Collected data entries

* * * * *

PR #79, opened 2020-11-16
Add "create_snapshot" flag to model

thequilo:


padertorch/base.py
```diff
@@ -253,6 +256,9 @@ def review(self, inputs, outputs):
          - The contextmanager `torch.no_grad()` disables backpropagation for
            metric computations (i.e. scalars in tensorboard)
          - `self.training` (bool) indicate training or validation mode
+         - `self.create_snapshot` (bool) indicates when to create a snapshot.
+            Useful for reporting of things that need many computational
+            resources (e.g., istft)
```
boeddeker, line 261: Maybe highlighting more, that only one snapshot is stored from the summary hook?
e.g.
> `self.create_snapshot` (bool) indicates when to create a snapshot.
> Motivation: Only one snapshot is reported from the summary hook for snapshot types (e.g. images, audios, ...) for each summary interval. You can use this flag to avoid unnecessary computations and compute only one snapshot that will be reported instead of computing many snapshot that will later be deleted.

jensheit (approved):

padertorch/train/hooks.py
```diff
@@ -375,10 +377,18 @@ def pre_step(self, trainer: 'pt.Trainer'):
             self.finalize_summary(trainer)
             self.dump_summary(trainer)
 
+        # The check using the trigger doesn't work when the hook is loaded from
+        # a snapshot (i.e., set_last got invoked). Because of this, we have a
+        # flag that is set in reset_summary to determine when to compute
+        # snapshots
+        trainer.model.create_snapshot = self.create_snapshot
+        self.create_snapshot = False
```
boeddeker, line 385: Can you change this to something like the following?
```python
if self.create_snapshot:
    trainer.model.create_snapshot = True
    self.create_snapshot = False
```
That would avoid a potential conflict between the hook.
e.g. Assign multiple summary hooks with different report intervals.

tests/test_train/test_hooks.py
```diff
@@ -244,6 +243,29 @@ def review(self, inputs, outputs):
...
+            return super().review(example, output)
+
+    ds = [0., 1., 2.]
+    with tempfile.TemporaryDirectory() as tmp_dir:
+        optimizer = pt.optimizer.Adam()
+        model = Model([1, 2, 3] * 10, tmp_dir, optimizer)
+        trainer = pt.Trainer(
+            model, tmp_dir, optimizer, stop_trigger=(10, 'epoch'),
+            summary_trigger=(1, 'epoch')
+        )
```
boeddeker, line 264: Could you add a second test where you also add `trainer.register_validation_hook`?

padertorch/base.py
thequilo: Done

padertorch/train/hooks.py
thequilo: Done

tests/test_train/test_hooks.py
thequilo: Done

boeddeker (approved):

PR #81, opened 2020-11-16
move and update wavenet example

JanekEbb:


padertorch/contrib/examples/audio_synthesis/wavenet/data.py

* * * * *

● What to produce: Check each line above for the word "optimizer", and copy the lines where it appears.

● Response below:
+        optimizer = pt.optimizer.Adam()
+        model = Model([1, 2, 3] * 10, tmp_dir, optimizer)
+            model, tmp_dir, optimizer, stop_trigger=(10, 'epoch'),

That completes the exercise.